**PROBLEM TO WORK ON:** Starting at the line with "some newsfrags wording" and going on through the line with "already in 1.9", reproduce each line in the records below exactly and nothing more.
[Opening DATA SHOWN section]
PR #4646, opened 2025-04-30
Add coverage for cocotb_tools

oscargus:
I've been quite confused that the coverage was not changed when making commits towards runner.py...

One may consider adding the tests as well.

### DIFF
--- a/noxfile.py
+++ b/noxfile.py
@@ -215,7 +215,8 @@ def dev_test_sim(
         "pytest",
         "-v",
         "--doctest-modules",
-        "--cov=cocotb",
+        "--cov=src/cocotb",
+        "--cov=src/cocotb_tools/runner.py",
         "--cov-branch",
         # Don't display coverage report here
         "--cov-report=",
@@ -229,7 +230,8 @@ def dev_test_sim(
     session.run(
         "pytest",
         "-v",
-        "--cov=cocotb",
+        "--cov=src/cocotb",
+        "--cov=src/cocotb_tools/runner.py",
         "--cov-branch",
         # Don't display coverage report here
         "--cov-report=",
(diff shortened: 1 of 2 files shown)


ktbarrett:
Outside of the Runner where we can use `pytest-coverage` to collect coverage, the other things in that package can't easily have coverage collected on them. We also don't have exhaustive tests for every feature so trying to obtain high coverage in the Runner is not easy. And that goes without mentioning Runners for simulators we don't have access to yet, like DSim. So it begs the question of why collect coverage? Enabling coverage comes with the goal of actually trying to reach 100% coverage and that's a mountain of work that's low priority right now.

oscargus:
> So it begs the question of why collect coverage?

Valid point. My main reason was to confirm that my modifications were actually executed, especially for things that I didn't have the simulator set up for.

One may also ask: why *not* collect coverage. :-) 

For Dsim, I agree that it is a problem, but then it would at least be clear that Dsim is not tested (without reading the scripts etc). It would also be a constant reminder (for people checking the coverage) to possibly do something about it. But maybe I am overestimating the coverage as a driver for development (I have in many other projects started out by increasing test coverage as a way to learn the code base and project).

Admittedly, it is runner.py which is the primary interest for me. I guess that one can only collect that file in cocotb_runners, but not sure if the failures are related.

ktbarrett:
Does specifying `--cov=cocotb_tools.runner` work? That's fine by be. 

As for the failures:
* Icarus v12_0 random hangs during build randomly. It's super annoying, but we are not sure why. We can't reproduce it locally.
* The other tests looked like they timed out waiting for licenses. We only have so many licenses and all concurrent CI runs have to share them. The CI tests can sometimes time out due to license contention.

ktbarrett:
Are we sure that specifying `--cov` more than once works correctly? It seems like coverage decreases because of pytest tests coverage not being collected anymore.

oscargus:
I am quite sure: https://pytest-cov.readthedocs.io/en/latest/config.html#reference 

That is the only interpretation of "multi-allowed" that makes sense to me, but I can be wrong.

Yeah, I do not really know what to try now. I thought the pyproject changes was gonna do it, but not.

oscargus:
This is quite strange. Only using the pyproject.toml-info lead to the tests being included (maybe one should remove the nox-line?), but not runner.py.

PR #4656, opened 2025-05-06
Fail if the user asks for coverage and we can't provide

ktbarrett:


oscargus:
I agree that this makes sense, but maybe add a newsfragment that the behavior has changed? I can imagine users trying to get coverage without being aware of it and then it is good to at least have a changelog entry to point at that the behavior has changed.

(With that said, I have no idea how you usually deal with these things.)

docs/source/newsfragments/4656.change.rst
```diff
@@ -0,0 +1 @@
+If the user requests coverage collection via :envvar:`COCOTB_LIBRARY_COVERAGE` or :envvar:`COCOTB_USER_COVERAGE` and the :mod:`coverage` module is not available, the regression will fail instead of continue.
```
imphil, line 1:
```suggestion
If the user requests coverage collection via :envvar:`COCOTB_LIBRARY_COVERAGE` or :envvar:`COCOTB_USER_COVERAGE` and the :mod:`coverage` module is not available, the regression will fail instead of continuing.
```

?

(or just remove the "instead of" part)

imphil (approved):

docs/source/newsfragments/4656.change.rst
ktbarrett:
```suggestion
If the user requests coverage collection via :envvar:`COCOTB_LIBRARY_COVERAGE` or :envvar:`COCOTB_USER_COVERAGE` and the :mod:`coverage` module is not available, the regression will fail.
```

ktbarrett:
Interesting... it skipped the tests... I'm wondering if we are misinterpreting `ignore-files`.

PR #4657, opened 2025-05-06
Remove pylint config

ktbarrett:
It was never integrated into CI and [ruff fulfills many of the pylint checks](https://docs.astral.sh/ruff/faq/#how-does-ruffs-linter-compare-to-pylint), especially once combined with a type checker (should be done soon). We should add [`PL`](https://docs.astral.sh/ruff/rules/#pylint-pl) checks in a separate PR once we've gotten the configuration correct.

This PR also intends to test #4651.


ktbarrett:
@oscargus Looks like we should also remove the Performance Benchmark from non-source-changing builds. I wonder if there's a way to put the list in a file? Or maybe the Performance Benchmark should just be added the the regression test yaml file as a separate job?

imphil (approved):

oscargus:
> I wonder if there's a way to put the list in a file?

I do not think so. I checked a bit and didn't find any mention of it at least. Maybe our use case of having quite a bit of different files in the root directory is a bit uncommon and most people just have a few directories to skip on. (Or they are simply not that detailed with individual files?)

One can also add `.theia` and odd files in other directories as well, like `.github/PULL_REQUEST_TEMPLATE.md`, but probably people are not really doing it at that detail level (but I may).

PR #4658, opened 2025-05-06
Questa: Ensure VHDL_GPI_INTERFACE is passed to simulator

imphil:
VHDL_GPI_INTERFACE was not passed on to the simulator if the user only set it as make variable. (It was passed on if the user exported it in the shell environment.) Fix that and improve the formatting in the Makefile to better see what's going on.


ktbarrett (approved):

ktbarrett:
Catching broken tests. Nice.

Issue #1858, opened 2020-05-23
[Riviera-Pro] Figure out correct behavior in test_array.test_discover_all


imphil:
The test [`test_array.test_discover_all`](https://github.com/cocotb/cocotb/blob/master/tests/test_cases/test_array/test_array.py#L251) currently contains an interesting collection of "pass" states for different versions of Riviera-PRO. We need to work with Aldec to figure out where these issues come from, and clean up the test.

cmarqu:
There is also a table with opened issues at Aldec that may be relevant here: https://github.com/cocotb/cocotb/pull/416

garmin-mjames:
@cmarqu All of the listed Aldec **SPT*** issues are listed as resolved in the Riviera-PRO 2016.06 release notes.

PR #4664, opened 2025-05-08
Aldec: Re-enable testing for complex array types

imphil:
test_array had special handling for Aldec simulators.

* The Makefile tried to use a separate VHDL file for Aldec simulators, but the condition never matched (any more), since the simulator is called riviera, not aldec. We were running with the `array_module.vhd` for probably a long time.
* Now that we're using the full file, we can also test the associated features and they are confirmed to work with Riviera-PRO 2024.04 and 2020.04.

Part of #1858


imphil:
Unfortunately I think I have to re-introduce similar behavior for Questa with QIS/Qrun, but let's see.

ktbarrett (approved):

PR #4665, opened 2025-05-08
Cleanup newsfrags

ktbarrett:
Several clean ups to the newsfrags and a couple small unrelated changes:
* Fixed some broken links (`COCOTB_PLUSARGS`, `cocotb.__version__`, `PYTHON_BIN`)
* Removed or changed some newsfrags that were no longer accurate.
* Touched up some newsfrags wording
* When talking about arguments make using double backticks consistent vs using asterisks
* Removed newsfrags already in 1.9
* Renamed `cocotb.random_seed` to `cocotb.RANDOM_SEED` like it was in 1.9 because why change the name at this point?


docs/source/building.rst
```diff
@@ -547,6 +547,12 @@ The following variables are makefile variables, not environment variables.
     Only supported by the Aldec Riviera-PRO, Aldec Active-HDL, and Siemens EDA Questa simulators.
 
 
+.. make:var:: PYTHON_BIN
+
+    The path to the ``python`` binary.
+    Set to the result of ``cocotb-config --python-bin`` if present on the ``PATH``.
+    Otherwise defaults to ``python``.
```
imphil, line 554: It's beyond the scope of this PR, but should we not default to `python3`? (I think it was/is the recommendation to not expect `/usr/bin/python` to be Python 3, and last I checked macos still shipped Python 2 as `/usr/bin/python`

docs/source/newsfragments/3851.change.rst
```diff
@@ -0,0 +1 @@
+:meth:`.Lock.locked` is now a method instead of an attribute
```
imphil, line 1:
```suggestion
:meth:`.Lock.locked` is now a method instead of an attribute.
```

docs/source/newsfragments/3851.removal.1.rst
```diff
@@ -0,0 +1 @@
+``Event.fired`` attribute was made private. Use :meth:`.Event.is_set`
```
imphil, line 1:
```suggestion
``Event.fired`` attribute was made private. Use :meth:`.Event.is_set`.
```

imphil (approved):

ktbarrett:
But this past commit is running the tests despite the commit only touching `docs/`... The whole "ignore-paths" thing seems to be inconsistent or unintuitively applied. I guess as long as it doesn't do the wrong thing I can't complain if it doesn't always do the right thing.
[Closing DATA SHOWN section]
**ANSWER:**
* Touched up some newsfrags wording
* When talking about arguments make using double backticks consistent vs using asterisks
* Removed newsfrags already in 1.9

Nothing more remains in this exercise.